Abstract
This project would be focused on a way to reduce the amount of manpower used for constant drone surveillance. Through the use of machine learning and facial recognition software, a target could be identified through a drone. This would then be paired with relative movement to the camera (ie the target moving in the camera's field of view) to move the drone and follow the target without any user input.
Problem Statement
Flying smaller drones, such as quadcopters, requires constant attention in order to both fly the drone and gather intelligence from the flight. This typically means that manpower must be spent on drone operation, reducing both the flexibility and capability of groups that are in combat zones. This project would hope to free up some of that manpower by allowing for troops to have a drone mode that is "set and forget." In addition, this mode would be independent of GPS devices, allowing for enhanced drone use in areas that might have limited GPS connectivity.
Proposal
The project can be broken down into three parts with an additional component at the end. First, there is the target identification software. This could be done with facial recognition software in order for the drone camera to be able to pick up individual people or types of objects (vehicles, animals, etc.). A subset of this would be to use additional machine learning to pick out individual faces and highlight them. The next part involves giving commands based on how the target moves in the camera's field of view. This involves creating codes that figures out where a target is on the screen (can be done by using the same bounding box that highlights them in step one) and then gives commands to the drone to either rotate, translate, or possibly move in elevation. The added component is in this step as distance between the drone's camera and target is necessary to make accurate movements. Third and finally, the commands need to be piped into actual flight computer commands that the drone can understand in order to make the movement in the drone.
Challenges and Unknowns
Creating code that is highly interwoven with hardware, such as in this case, is not that easy of a task. Going through each part of the project description from above, several problems will be highlighted. First, in the object/target identification stage, there is the issue that you will typically not have a great facial view of a target. This means that the differentiation between other objects of interest and the target itself would be hard to actually integrate, possibly meaning that the operator themselves might have to select between objects of interest. While some work has been done to make satellites and higher flying UAVs better at identifying objects, it still will be a lot of work to make a semi-accurate identification software. In the second phase, while laser/LIDAR range finders might help to find the actual camera distance, there is the fact that target might at time be lost and the program would need to be able to sense that and not make unwanted/unpredictable commands. Finally, the actual command implementation has several tough problems. Home-made simple simulations, online virtual environments, and actual commands to a physical flight controller on drones all use different coding methods, so piping commands from the movement code is very tricky to do correctly. Therefore there would be a challenge in trying to learn and use any manufacturers SDK or even develop a simple simulation for demonstration of the tracking code. An alternative with trying to integrate with a commercial platform that is complicated and ever-changing would be to use an open-source flight controller, although middleware and software experience would then be incredibly necessary. Some of these issues have already ben solved by a group at the University of Washington who have already designed a similar system (https://www.groundai.com/project/eye-in-the-sky-drone-based-object-tracking-and-3d-localization/1), but it is slightly different.
Comments
andrew.heier | 17 February 2021
As you mention, a number of…
As you mention, a number of the components for such a capability have been proven out in academic prototypes and limited commercial offerings. Object detection is pretty easy and 3D slam is currently widely studied, and high accuracy isn't critical for target tracking. Have you thought about the flight controller? This is where the SOCOM use case diverges from most commercial applications.

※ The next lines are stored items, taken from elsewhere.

PR #408, opened 2018-05-28
TSK-535: Bugfixes for Workplace

LarsLeo:
lots of bugfixes on the workplace, also renamed a PathVariable in the TaskController transfer method

### DIFF
--- a/web/src/app/workplace/taskdetails/taskdetails.component.ts
+++ b/web/src/app/workplace/taskdetails/taskdetails.component.ts
@@ -1,15 +1,16 @@
-import {Component, OnInit} from '@angular/core';
-import {Task} from '../models/task';
+import {Component, OnDestroy, OnInit} from '@angular/core';
+import {Task} from 'app/workplace/models/task';
 import {ActivatedRoute, Router} from '@angular/router';
-import {TaskService} from '../services/task.service';
+import {TaskService} from 'app/workplace/services/task.service';
 import {Subscription} from 'rxjs/Subscription';
+import {Location} from '@angular/common';
 
 @Component({
   selector: 'taskana-task-details',
   templateUrl: './taskdetails.component.html',
   styleUrls: ['./taskdetails.component.scss']
 })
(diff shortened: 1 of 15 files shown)


web/src/app/workplace/taskdetails/taskdetails.component.ts
```diff
@@ -46,4 +46,12 @@ export class TaskdetailsComponent implements OnInit {
   openTask(taskId: string) {
     this.router.navigate([{outlets: {detail: `task/${taskId}`}}], {relativeTo: this.route.parent});
   }
+
+  workOnTaskDisabled(): boolean {
+    return this.task === null ? false : this.task.state === 'COMPLETED';
```
MiguelMartinRojas: Do not compare with null in typescript or javascript, there is no need for that and some bugs can come from that
return this.task? this.task.state === 'COMPLETED' : false ;

web/src/app/workplace/workbasket-selector/workbasket-selector.component.ts
```diff
@@ -61,4 +56,9 @@ export class SelectorComponent implements OnInit {
         tasks._embedded.tasks.forEach(e => this.tasks.push(e));
       });
   }
+
+  isDisabled(): boolean {
```
MiguelMartinRojas: this is not efficient, You are iterating over an array everytime something in the UI is refreshed.
You need to explain me what you want to do here.

LarsLeo: well i want the button to only be active, when the input field contains one of the actual workbasket names, since there is no reason to search for a non existing workbasket

MiguelMartinRojas: You are using, component "ng2-auto-complete": "0.12.0" for this... We have already imported ng-bootstrap components library, and you can use typeahead component which has already implemented onSelect(). You can use this onSelect() function to check if the workbasket is correct or not, simply using if(selected) then is correct else wrong ...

Given a set of potential constraints imposed on the UAS by the operator, how should it optimally map and then surveil the environment? A real time planner will need to balance the need to explore and exploit. For example should it map both sides of a wall or revisit the location of potential targets. Mission parameters and sensor resolution limits make this hard.
awright | 19 February 2021
i like your idea. depending…
i like your idea. depending on the type of object you want to detect, you would need to consider the area over which you must look to find that object and the speed at which that object could travel. Thus a person face v a vehicle convoy would be significantly different given the walking speed of the person v the speed of the vehicle. Also, the environment and, as you note, sensor viewing matters a lot. Is the person in a crowd of other people that provide many false alarms? Or the vehicle in traffic? I think narrowing the use case to something specific like border patrol could help identify particular stimuli and drone scripted behaviors that would be relevant and useful.